Flexibility is key in food logistics
Food operations don’t get to choose simplicity. Product sizes shift. Packaging formats change. Order volumes swing. Customer expectations move. A system built around one high-volume task can become a bottleneck the moment the operation around it changes – and in food logistics, it always changes.
This is part of why collaborative and flexible automation is gaining ground. Collaborative systems saw a 55.6% year-over-year increase in 1Q26, and accounted for nearly one-fifth of all robot orders in 2025, according to A3 – often deployed in ways that allow people and automation to work in closer coordination rather than requiring entire workflows to be replaced. That distinction matters in food logistics where flexibility isn’t a nice to have. It’s an operating requirement. Most operators can’t shut down and redesign a facility from scratch. They need automation that can be dropped into the most urgent problem first, validated against real operational goals, and expanded from there. The right way to think about it is not as a single large transformation but as a series of targeted interventions, each one connected to a specific labor risk and a measurable outcome.

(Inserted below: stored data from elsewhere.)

PR #7047, opened 2026-03-19
QA to E2E: app basic flow (no extensions)

phyllis-sy-wu:

To replace manual CLI QA with automated end-to-end tests that validate the complete app development workflow in a real environment.

This is part of [Vault project #gsd:49408](https://vault.shopify.io/gsd/projects/49408-Developer-Platform-Agentic-Validation-of-app-configuraiton) to automate CLI QA coverage.

Adds `tests/app-basic.spec.ts`: a full lifecycle e2e test covering 9 steps:

| Step | Command | Description |
|------|---------|-------------|
| 1 | `app init` | React Router, JS, npm |
| 2 | `app dev` | Waits for "Ready" with keyboard shortcuts enabled (`CI=''`) |
| 3 | `app execute` | Runs a GraphQL query against the live dev server |
| 4 | `q` key | Sends `q` keystroke to terminate the dev server |
| 5 | `app dev clean` | Tears down the dev preview |
| 6 | `app deploy` | Deploys with a unique version tag |
| 7 | `app versions list --json` | Asserts the version tag appears |
| 8 | `app config link --client-id <secondary>` | Pre-creates a minimal `shopify.app.secondary.toml` stub (`client_id = "..."`) before spawning, so `getTomls()` finds the secondary client ID and `loadConfigurationFileName` returns the filename immediately without triggering the interactive "Configuration file name:" prompt |
| 9 | `app deploy --config secondary` | Deploys to the secondary app using the linked config file, with `SHOPIFY_FLAG_CLIENT_ID` unset to avoid the `--config`/`--client-id` mutual exclusion enforced by oclif |

Supporting changes:
- `setup/cli.ts`: adds `extendEnv: false` to `exec` and `execCreateApp` so the test's explicit `processEnv` is the complete environment — no leakage from the parent shell
- `setup/auth.ts`: logs "Authenticating automatically" for both the browser OAuth path and the partners-token path (was missing from the token path)
- `package.json`: adds `@shopify/cli-kit: 3.92.0` as a devDependency (required for the `joinPath` import, pinned to match all other packages per the repo-health version sync check)

#### Divergence from the manual flow

In the manual flow:
1. `app init` creates a **new** app (you pick org, name a new app)
2. `app dev` links to that new app
3. `app deploy` deploys to that new app
4. At the end you clean up the app from the Partners dashboard

In the e2e test:
1. `app init` scaffolds the local directory but links to a **pre-existing app** via `SHOPIFY_FLAG_CLIENT_ID`
2. Everything else runs against that pre-existing app

Why the test does it this way:
- Creating a new Partners app in CI requires interactive prompts (pick org, name the app) that are hard to automate reliably
- Using a pre-existing app with a known `client_id` skips all that interactivity
- No cleanup needed — no risk of leaving orphaned apps on the platform

The tradeoff:
- The test doesn't cover the "create new app" path of `app init`
- It does cover everything else faithfully (dev, execute, deploy, versions, config link, secondary deploy)

#### Running the test
- Requires `.env` with `SHOPIFY_FLAG_CLIENT_ID` (primary test app), `E2E_STORE_FQDN`, `E2E_SECONDARY_CLIENT_ID` (secondary test app). 
- Primary test needs access scope: `write_product`

```bash
DEBUG=1 pnpm --filter e2e exec playwright test app-basic
```

#### Verifying each step catches failures
1. Break — edit source, then 
   ```bash
   pnpm nx build app --skip-nx-cache && pnpm nx build cli --skip-nx-cache
   ```
2. Run test — confirm it fails with `‼️ Step N - <command> failed`
3. Fix — revert source, then
   ```bash
   pnpm nx build app --skip-nx-cache && pnpm nx build cli --skip-nx-cache
   ```
4. Run test — confirm it passes again

| Step | Command | Source |
|------|---------|-------------|
| 1 | `app init` | [init.ts](https://github.com/Shopify/cli/blob/8941db3500723818450cea2158b39add67256373/packages/app/src/cli/commands/app/init.ts) |
| 2 | `app dev` | [dev.ts](https://github.com/Shopify/cli/blob/04702b0a1f5d127edd867ada0d8669d266a50624/packages/app/src/cli/commands/app/dev.ts) |
| 3 | `app execute` | [execute.ts](https://github.com/Shopify/cli/blob/534aadcbe83272f016587a58ef14b169ca1a12f8/packages/app/src/cli/commands/app/execute.ts) |
| 4 | `q` key | [DevSessionUI.tsx](https://github.com/Shopify/cli/blob/6cd5658aba4307e839734021a499daecff5394c3/packages/app/src/cli/services/dev/ui/components/DevSessionUI.tsx#L228-L233) |
| 5 | `app dev clean` | [dev-clean.ts](https://github.com/Shopify/cli/blob/a020b29f2164ed77b61b65611eaa58a0b7cb9bac/packages/app/src/cli/services/dev-clean.ts) |
| 6 | `shopify app deploy --version v1` | [deploy.ts](https://github.com/Shopify/cli/blob/13470559e5c3bbd1575acd7f01cde1082a616cf1/packages/app/src/cli/commands/app/deploy.ts), [version-name.ts](https://github.com/Shopify/cli/blob/144acba386fedfcf6bdfeb58b009d5d8d59cf723/packages/app/src/cli/validations/version-name.ts) |
| 7 | `app versions list --json` | [versions-list.ts](https://github.com/Shopify/cli/blob/cb06c5d3cead807b9659685cb70523f345810fb7/packages/app/src/cli/services/versions-list.ts) |
| 8 | `app config link --client-id <secondary>` | [link.ts](https://github.com/Shopify/cli/blob/c1b9aa7cedbbff2bd97f1db4ea36012df9a3aed9/packages/app/src/cli/commands/app/config/link.ts) |
| 9 | `app deploy --config secondary` | [deploy.ts](https://github.com/Shopify/cli/blob/13470559e5c3bbd1575acd7f01cde1082a616cf1/packages/app/src/cli/commands/app/deploy.ts) |

### Measuring impact

### Checklist

### Screenshots

<details>
<summary>Expand to see comparison of manual vs. automated flow</summary>

**Step 1: `shopify app init`**
| Flow | Process/Actions |
| ------------ | ----------------|
| Manual | image |
| Automated | image |

**Step 2: `shopify app dev`**
| Flow | Process/Actions |
| ------------ | ----------------|
| Manual | image image |
| Automated | image image image |

**Step 3: `shopify app execute`**
| Flow | Process/Actions |
| ------------ | ----------------|
| Manual | image |
| Automated | image |

**Step 4: Quit - `q`**
| Flow | Process/Actions |
| ------------ | ----------------|
| Manual | image |
| Automated | image |

**Step 5: `shopify app dev clean`**
| Flow | Process/Actions |
| ------------ | ----------------|
| Manual | image |
| Automated | image |

**Step 6: `shopify app deploy --version v1`**
| Flow | Process/Actions |
| ------------ | ----------------|
| Manual | image |
| Automated | image |

**Step 7: `shopify app versions list --json`**
| Flow | Process/Actions |
| ------------ | ----------------|
| Manual | First version is from manual flow, second version is from automated flow: image |
| Automated | image |

**Step 8: `app config link`**
| Flow | Process/Actions |
| ------------ | ----------------|
| Manual | image |
| Automated | image |

**Step 9: `shopify app deploy`**
| Flow | Process/Actions |
| ------------ | ----------------|
| Manual | image |
| Automated | image |

</details>

### DIFF
--- a/packages/e2e/package.json
+++ b/packages/e2e/package.json
@@ -30,8 +30,7 @@
   },
   "devDependencies": {
     "@playwright/test": "^1.50.0",
-    "@shopify/cli-kit": "3.92.0",
-    "@types/node": "18.19.70",
+"@types/node": "18.19.70",
     "execa": "^7.2.0",
     "node-pty": "^1.0.0",
     "strip-ansi": "^7.1.0",
--- a/packages/e2e/package.json
+++ b/packages/e2e/package.json
@@ -30,6 +30,7 @@
   },
   "devDependencies": {
     "@playwright/test": "^1.50.0",
+    "@shopify/cli-kit": "3.92.0",
     "@types/node": "18.19.70",
     "execa": "^7.2.0",
     "node-pty": "^1.0.0",
--- a/packages/e2e/setup/app.ts
+++ b/packages/e2e/setup/app.ts
@@ -78,10 +78,6 @@ export const appScaffoldFixture = authFixture.extend<{appScaffold: AppScaffold}>
           timeout: 5 * 60 * 1000,
         })
 
-        if (result.exitCode !== 0) {
-          return result
-        }
-
         const allOutput = `${result.stdout}\n${result.stderr}`
         const match = allOutput.match(/([\w-]+) is ready for you to build!/)
 
--- a/packages/e2e/setup/app.ts
+++ b/packages/e2e/setup/app.ts
@@ -78,6 +78,10 @@ export const appScaffoldFixture = authFixture.extend<{appScaffold: AppScaffold}>
           timeout: 5 * 60 * 1000,
         })
 
+        if (result.exitCode !== 0) {
+          return result
+        }
+
         const allOutput = `${result.stdout}\n${result.stderr}`
         const match = allOutput.match(/([\w-]+) is ready for you to build!/)
 
--- a/packages/e2e/setup/auth.ts
+++ b/packages/e2e/setup/auth.ts
@@ -21,6 +21,8 @@ export const authFixture = cliFixture.extend<{}, {authLogin: void}>({
         return
       }
 
+      process.stdout.write('[e2e] Authenticating automatically — no action required.\n')
+
       // Clear any existing session
       await execa('node', [executables.cli, 'auth', 'logout'], {
         env: env.processEnv,
--- a/packages/e2e/setup/cli.ts
+++ b/packages/e2e/setup/cli.ts
@@ -52,6 +52,7 @@ export const cliFixture = envFixture.extend<{cli: CLIProcess}>({
         const execaOpts: ExecaOptions = {
           cwd: opts.cwd,
           env: {...env.processEnv, ...opts.env},
+          extendEnv: false,
           timeout,
           reject: false,
         }
@@ -75,6 +76,7 @@ export const cliFixture = envFixture.extend<{cli: CLIProcess}>({
         const execaOpts: ExecaOptions = {
           cwd: opts.cwd,
           env: {...env.processEnv, ...opts.env},
+          extendEnv: false,
           timeout,
           reject: false,
         }
--- a/packages/e2e/setup/cli.ts
+++ b/packages/e2e/setup/cli.ts
@@ -49,9 +49,15 @@ export const cliFixture = envFixture.extend<{cli: CLIProcess}>({
       async exec(args, opts = {}) {
         // 3 min default
         const timeout = opts.timeout ?? 3 * 60 * 1000
+        const execEnv: {[key: string]: string} = {}
+        for (const [key, value] of Object.entries({...env.processEnv, ...opts.env})) {
+          if (value !== undefined) {
+            execEnv[key] = value
+          }
+        }
         const execaOpts: ExecaOptions = {
           cwd: opts.cwd,
-          env: {...env.processEnv, ...opts.env},
+          env: execEnv,
           extendEnv: false,
           timeout,
           reject: false,
@@ -73,9 +79,15 @@ export const cliFixture = envFixture.extend<{cli: CLIProcess}>({
       async execCreateApp(args, opts = {}) {
         // 5 min default for scaffolding
         const timeout = opts.timeout ?? 5 * 60 * 1000
+        const execEnv: {[key: string]: string} = {}
+        for (const [key, value] of Object.entries({...env.processEnv, ...opts.env})) {
+          if (value !== undefined) {
+            execEnv[key] = value
+          }
+        }
         const execaOpts: ExecaOptions = {
           cwd: opts.cwd,
-          env: {...env.processEnv, ...opts.env},
+          env: execEnv,
           extendEnv: false,
           timeout,
           reject: false,
--- a/packages/e2e/tests/app-basic.spec.ts
+++ b/packages/e2e/tests/app-basic.spec.ts
@@ -1,0 +1,122 @@
+import {appScaffoldFixture as test} from '../setup/app.js'
+import {requireEnv} from '../setup/env.js'
+import {expect} from '@playwright/test'
+import {writeFileSync} from 'node:fs'
+import {join} from 'node:path'
+
+test.describe('App basic flow (no extensions)', () => {
+  test('init, dev, execute, quit, clean, deploy, versions, config link, deploy to secondary', async ({
+    appScaffold,
+    cli,
+    env,
+  }) => {
+    // Full flow: init + dev (3 min) + deploy + config link + secondary deploy — needs 10 min
+    test.setTimeout(10 * 60 * 1000)
+
+    requireEnv(env, 'clientId', 'storeFqdn', 'secondaryClientId')
+
+    // Step 1: Create a React Router app
+    const initResult = await appScaffold.init({
+      template: 'reactRouter',
+      flavor: 'javascript',
+      packageManager: 'npm',
+    })
+    expect(initResult.exitCode, `app init failed:\n${initResult.stdout}\n${initResult.stderr}`).toBe(0)
+
+    // Step 2: Start dev server via PTY
+    // Unset CI so keyboard shortcuts are enabled in the Dev UI
+    const dev = await cli.spawn(['app', 'dev', '--path', appScaffold.appDir], {env: {CI: ''}})
+    try {
+      await dev.waitForOutput('Ready, watching for changes in your app', 3 * 60 * 1000)
+
+      // Step 3: Run a GraphQL query while the dev server is running
+      const executeResult = await cli.exec(
+        ['app', 'execute', '--query', 'query { shop { name } }', '--path', appScaffold.appDir],
+        {timeout: 60 * 1000},
+      )
+      const executeOutput = executeResult.stdout + executeResult.stderr
+      expect(executeResult.exitCode, `app execute failed:\n${executeOutput}`).toBe(0)
+      expect(executeOutput).toContain('shop')
+
+      // Step 4: Press q to quit the dev server
+      dev.sendKey('q')
+      const devExitCode = await dev.waitForExit(30_000)
+      expect(devExitCode).toBe(0)
+    } finally {
+      // Step 5: Always clean up the dev preview, even if the test fails
+      dev.kill()
+      const cleanResult = await cli.exec(['app', 'dev', 'clean', '--path', appScaffold.appDir])
+      const cleanOutput = cleanResult.stdout + cleanResult.stderr
+      expect(cleanResult.exitCode, `dev clean failed:\n${cleanOutput}`).toBe(0)
+      expect(cleanOutput).toContain('Dev preview stopped')
+    }
+
+    // Step 6: Deploy the primary app
+    const versionTag = `e2e-v-${Date.now()}`
+    const deployResult = await cli.exec(
+      [
+        'app',
+        'deploy',
+        '--path',
+        appScaffold.appDir,
+        '--force',
+        '--version',
+        versionTag,
+        '--message',
+        'E2E basic flow deployment',
+      ],
+      {timeout: 5 * 60 * 1000},
+    )
+    const deployOutput = deployResult.stdout + deployResult.stderr
+    expect(deployResult.exitCode, `deploy failed:\n${deployOutput}`).toBe(0)
+
+    // Step 7: List versions and verify our tag appears
+    const listResult = await cli.exec(['app', 'versions', 'list', '--path', appScaffold.appDir, '--json'], {
+      timeout: 60 * 1000,
+    })
+    const listOutput = listResult.stdout + listResult.stderr
+    expect(listResult.exitCode, `versions list failed:\n${listOutput}`).toBe(0)
+    expect(listOutput).toContain(versionTag)
+
+    // Step 8: Config link to the secondary app
+    // Pre-create a minimal TOML stub so getTomls() finds the secondary client ID and skips
+    // the interactive "Configuration file name" prompt entirely. This avoids PTY timing races
+    // where the Enter key arrives before ink has fully initialized the text prompt, which
+    // causes renderTextPrompt to return '' → filenameFromName('') = 'shopify.app.toml' →
+    // that file already exists → overwrite confirmation prompt hangs.
+    // (--config and --client-id are mutually exclusive flags, so we can't pass both directly.)
+    writeFileSync(
+      join(appScaffold.appDir, 'shopify.app.secondary.toml'),
+      `client_id = "${env.secondaryClientId}"\n`,
+    )
+
+    const configLink = await cli.spawn(
+      ['app', 'config', 'link', '--path', appScaffold.appDir, '--client-id', env.secondaryClientId],
+      {env: {CI: '', SHOPIFY_FLAG_CLIENT_ID: undefined}},
+    )
+    await configLink.waitForOutput('is now linked to', 2 * 60 * 1000)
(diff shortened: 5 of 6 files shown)


phyllis-sy-wu:
* **#7133** <a href="https://app.graphite.com/github/pr/Shopify/cli/7133?utm_source=stack-comment-icon" target="_blank">Graphite</a>
* **#7080** <a href="https://app.graphite.com/github/pr/Shopify/cli/7080?utm_source=stack-comment-icon" target="_blank">Graphite</a>
* **#7047** <a href="https://app.graphite.com/github/pr/Shopify/cli/7047?utm_source=stack-comment-icon" target="_blank">Graphite</a> 👈 <a href="https://app.graphite.com/github/pr/Shopify/cli/7047?utm_source=stack-comment-view-in-graphite" target="_blank">(View in Graphite)</a>
* `main`


<h2></h2>

packages/e2e/package.json
```diff
@@ -30,6 +30,7 @@
   },
   "devDependencies": {
     "@playwright/test": "^1.50.0",
+    "@shopify/cli-kit": "3.92.0",
```
ryancbahan: I don't think we want to include cli-kit in e2e. e2e should test the public exposed behavior via the cli binary itself, it shouldn't need to be aware of any cli internals.

packages/e2e/tests/app-basic.spec.ts
```diff
@@ -0,0 +1,128 @@
+import {appScaffoldFixture as test} from '../setup/app.js'
+import {requireEnv} from '../setup/env.js'
+import {expect} from '@playwright/test'
+import {joinPath} from '@shopify/cli-kit/node/path'
```
ryancbahan: you can just use node directly in e2e

packages/e2e/tests/app-basic.spec.ts
```diff
@@ -0,0 +1,128 @@
...
+        throw new Error(`‼️ Step 2 - app dev failed\n${err.message}`)
+      })
+
+      // Step 3: Run a GraphQL query while the dev server is running
+      const executeResult = await cli.exec(
+        ['app', 'execute', '--query', 'query { shop { name } }', '--path', appScaffold.appDir],
+        {timeout: 60 * 1000},
+      )
+      const executeOutput = executeResult.stdout + executeResult.stderr
+      expect(executeResult.exitCode, '‼️ Step 3 - app execute failed').toBe(0)
```
ryancbahan, line 41: a little unclear -- we expect exit code to be 0, but the text is asserting the operation failed?

phyllis-sy-wu: This argument in expect(value, message) is Playwright's custom expect message. It only appears when the assertion fails. So '‼️ Step 3 - app execute failed' is describing what went wrong, not what we're asserting. Since this is a long multi-step test, I thought these labels help quickly identify which step broke in CI output.

So in this case, if there's bug when running `app execute`, the whole E2E test will fail with this message displayed.

packages/e2e/setup/app.ts
```diff
@@ -78,6 +78,10 @@ export const appScaffoldFixture = authFixture.extend<{appScaffold: AppScaffold}>
           timeout: 5 * 60 * 1000,
         })
 
+        if (result.exitCode !== 0) {
+          return result
```
dmerand: 🐛 **Bug**: The early return when exitCode !== 0 prevents the appDir variable from being set. However, tests immediately access appScaffold.appDir after calling init(), which triggers the getter that throws 'App has not been initialized yet. Call init() first.' This obscures the actual init failure with a confusing error message. The previous implementation would attempt to parse output and provide detailed diagnostics even on failure.

**Suggestion:** Remove the early return and let the existing error handling in lines 91-102 provide detailed diagnostics. The test will still fail via the expect assertion, but with clearer error messages.

Alternatively, if keeping the early return for performance, ensure tests check the result before accessing appDir:

```typescript
const initResult = await appScaffold.init({...})
if (initResult.exitCode !== 0) {
  throw new Error(`Step 1 failed: ${initResult.stdout}\n${initResult.stderr}`)
}
```

packages/e2e/setup/cli.ts
```diff
@@ -52,6 +52,7 @@ export const cliFixture = envFixture.extend<{cli: CLIProcess}>({
         const execaOpts: ExecaOptions = {
           cwd: opts.cwd,
           env: {...env.processEnv, ...opts.env},
+          extendEnv: false,
```
dmerand, line 61: 🐛 **Bug**: Setting extendEnv: false means child processes ONLY receive variables explicitly provided in env.processEnv and opts.env. This prevents inheritance of system variables like PATH, HOME, TMPDIR that system commands (npm, git, node) may require. This change affects ALL e2e tests, not just app-basic.spec.ts, but wasn't flagged as a breaking change in the PR description. While it provides strict isolation, it could break commands that rely on system-level environment variables.

**Suggestion:** Verify this change doesn't break existing e2e tests:
1. Run the entire e2e test suite to check for regressions
2. Confirm env.processEnv includes all required system variables (PATH, HOME, TMPDIR, NODE_OPTIONS, etc.)
3. Consider whether this strict isolation should apply to all tests or only specific ones
4. If this was specifically to prevent SHOPIFY_FLAG_CLIENT_ID leakage, consider explicitly deleting that variable instead of changing behavior for all tests

Document this as a breaking change if proceeding.

packages/e2e/tests/app-basic.spec.ts
```diff
@@ -0,0 +1,128 @@
...
+      expect(executeOutput, '‼️ Step 3 - app execute: response missing "shop" field').toContain('shop')
```
dmerand: 🐛 **Bug**: The test only checks if output contains the string 'shop', which could match error messages like 'Error: shop not found' or debug logs. This doesn't verify that the GraphQL query 'query { shop { name } }' actually succeeded and returned valid JSON.

**Suggestion:** Check for the complete JSON structure or a more specific success indicator:

```suggestion
expect(executeOutput).toContain('"shop":{') // Verify JSON structure
```

packages/e2e/tests/app-basic.spec.ts
```diff
@@ -0,0 +1,128 @@
...
+
+      // Step 4: Press q to quit the dev server
+      dev.sendKey('q')
+      const devExitCode = await dev.waitForExit(30_000).catch((err: Error) => {
+        throw new Error(`‼️ Step 4 - app dev did not exit after pressing q\n${err.message}`)
+      })
+      expect(devExitCode, '‼️ Step 4 - app dev quit failed').toBe(0)
+    } finally {
+      // Step 5: Always clean up the dev preview, even if the test fails
+      dev.kill()
```
dmerand, line 52: 🐛 **Bug**: In the finally block, dev.kill() is always called even after dev.waitForExit() has confirmed the process exited. Calling kill() on an already-exited process might throw an error or cause unexpected behavior depending on the PTY implementation.

**Suggestion:** Only call dev.kill() if the process hasn't exited:

```suggestion
if (!dev.hasExited()) dev.kill()
```

Or wrap in try-catch to handle the case gracefully.

packages/e2e/tests/app-basic.spec.ts
```diff
@@ -0,0 +1,128 @@
...
+      {env: {CI: '', SHOPIFY_FLAG_CLIENT_ID: undefined}},
+    )
+    await configLink.waitForOutput('is now linked to', 2 * 60 * 1000).catch((err: Error) => {
+      throw new Error(`‼️ Step 8 - app config link failed\n${err.message}`)
+    })
+    const configLinkExitCode = await configLink.waitForExit(30_000)
+    expect(configLinkExitCode, '‼️ Step 8 - app config link failed').toBe(0)
+
+    // Step 9: Deploy to the secondary app using the linked config file
+    const secondaryVersionTag = `e2e-secondary-v-${Date.now()}`
```
dmerand: 🐛 **Bug**: Both versionTag (line 61) and secondaryVersionTag (line 109) use Date.now() for uniqueness. While unlikely, if async operations between these lines complete quickly (e.g., with mocked/cached responses), both could generate the same timestamp and collide, especially if version tags have a global namespace.

**Suggestion:** Add a distinct prefix or random component to ensure uniqueness:

```suggestion
const secondaryVersionTag = `e2e-secondary-v-${Date.now()}-${Math.random().toString(36).slice(2, 8)}`
```

dmerand (changes requested):
I'm aligned with the overall approach. Agent review found a few bugs worth checking.

---
_Review assisted by [pair-review](https://vault.shopify.io/posts/346224-Human-in-the-loop-code-review-with-coding-agents)_

packages/e2e/package.json
phyllis-sy-wu: Addressed in [the latest commit](https://github.com/Shopify/cli/pull/7047/changes/eaad57bbb1f30039399bad2406e355d99b5ab32a).

packages/e2e/tests/app-basic.spec.ts
phyllis-sy-wu: Addressed in [the latest commit](https://github.com/Shopify/cli/pull/7047/changes/eaad57bbb1f30039399bad2406e355d99b5ab32a).

packages/e2e/setup/auth.ts
```diff
@@ -22,6 +21,8 @@ export const authFixture = cliFixture.extend<{}, {authLogin: void}>({
         return
       }
 
+      process.stdout.write('[e2e] Authenticating automatically — no action required.\n')
+
```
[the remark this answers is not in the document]
phyllis-sy-wu: This is intentional. The partners-token path is a silent early return (no browser interaction), so there's nothing to reassure the user about. This log exists specifically for the OAuth flow where the device code URL appears and you might wonder if manual action is needed.

packages/e2e/setup/cli.ts
```diff
@@ -52,6 +52,7 @@ export const cliFixture = envFixture.extend<{cli: CLIProcess}>({
...
           timeout,
           reject: false,
         }
```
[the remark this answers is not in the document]
phyllis-sy-wu: Addressed in [the latest commit](https://github.com/Shopify/cli/pull/7047/changes/eaad57bbb1f30039399bad2406e355d99b5ab32a).

packages/e2e/tests/app-basic.spec.ts
```diff
@@ -0,0 +1,128 @@
...
+        appScaffold.appDir,
+        '--config',
+        'secondary',
+        '--force',
+        '--version',
+        secondaryVersionTag,
+        '--message',
+        'E2E secondary app deployment',
+      ],
+      {timeout: 5 * 60 * 1000, env: {SHOPIFY_FLAG_CLIENT_ID: undefined}},
```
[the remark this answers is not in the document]
phyllis-sy-wu: Addressed in [the latest commit](https://github.com/Shopify/cli/pull/7047/changes/eaad57bbb1f30039399bad2406e355d99b5ab32a).

packages/e2e/tests/app-basic.spec.ts
```diff
@@ -0,0 +1,128 @@
+import {appScaffoldFixture as test} from '../setup/app.js'
+import {requireEnv} from '../setup/env.js'
+import {expect} from '@playwright/test'
+import {joinPath} from '@shopify/cli-kit/node/path'
+import * as fs from 'fs'
+
```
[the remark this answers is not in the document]
phyllis-sy-wu: Addressed in [the latest commit](https://github.com/Shopify/cli/pull/7047/changes/eaad57bbb1f30039399bad2406e355d99b5ab32a).

packages/e2e/setup/app.ts
phyllis-sy-wu: Addressed in [the latest commit](https://github.com/Shopify/cli/pull/7047/changes/eaad57bbb1f30039399bad2406e355d99b5ab32a).

packages/e2e/setup/cli.ts
phyllis-sy-wu: Addressed in [the latest commit](https://github.com/Shopify/cli/pull/7047/changes/eaad57bbb1f30039399bad2406e355d99b5ab32a).

packages/e2e/tests/app-basic.spec.ts
phyllis-sy-wu: Addressed in [the latest commit](https://github.com/Shopify/cli/pull/7047/changes/eaad57bbb1f30039399bad2406e355d99b5ab32a).
Tightened the match to `'"shop"'` instead of `'"shop":{'`. This verifies the JSON key without being sensitive to whitespace formatting (pretty-printed output would have "shop": { with a space).

packages/e2e/tests/app-basic.spec.ts
phyllis-sy-wu: Addressed in [the latest commit](https://github.com/Shopify/cli/pull/7047/changes/eaad57bbb1f30039399bad2406e355d99b5ab32a).

packages/e2e/tests/app-basic.spec.ts
phyllis-sy-wu: The two tags have different prefixes (`QA-E2E-1st-` vs now `QA-E2E-2nd-`, previously `e2e-secondary-v-`), and there are multiple async operations (deploy, versions list, config link) between the two Date.now() calls. No collision risk.

phyllis-sy-wu:
Replaced with https://github.com/Shopify/cli/pull/7367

The best automation strategies start with the workforce problem
Technology selection is only part of the challenge. The harder work is being honest about where the operation is most exposed before anyone starts evaluating vendors or platforms. Where is labor hardest to find or keep? Which tasks wear people out fastest? Where do things back up when volume spikes unexpectedly? Which manual processes are most likely to produce errors, delays, or injuries? Those are the questions that should drive the conversation – not the other way around.
The answers look different depending on the operation. A facility with high turnover in physically demanding roles has a different starting point than a grocery fulfillment center trying to absorb order swings without adding headcount. A cold chain operator focused on reducing worker exposure in harsh environments is solving a different problem than a distribution center trying to tighten dock schedules. Automation works best when it is matched to the specific constraint, not applied broadly in hopes of general improvement.
One thing that doesn’t change regardless of operation: automation is not a technology project dropped on top of an existing workforce. It requires real investment in training, change management and workforce development. People need to understand how to work alongside automated systems, how to manage exceptions, and how to spot problems before they compound. When that side of the implementation gets the same attention as the technology itself, the outcomes are meaningfully better and so are the jobs.
What the data signals for 2026
The robot order data is telling a straightforward story. Many food and consumer goods companies are moving beyond experimentation and beginning to commit to automation because the operational pressure is real and is not letting up. The companies that come out ahead won’t necessarily be the ones that moved first. They’ll be the ones that moved with the clearest understanding of where labor risk, operational complexity, and service expectations are colliding in their specific network. That intersection is different for every operator.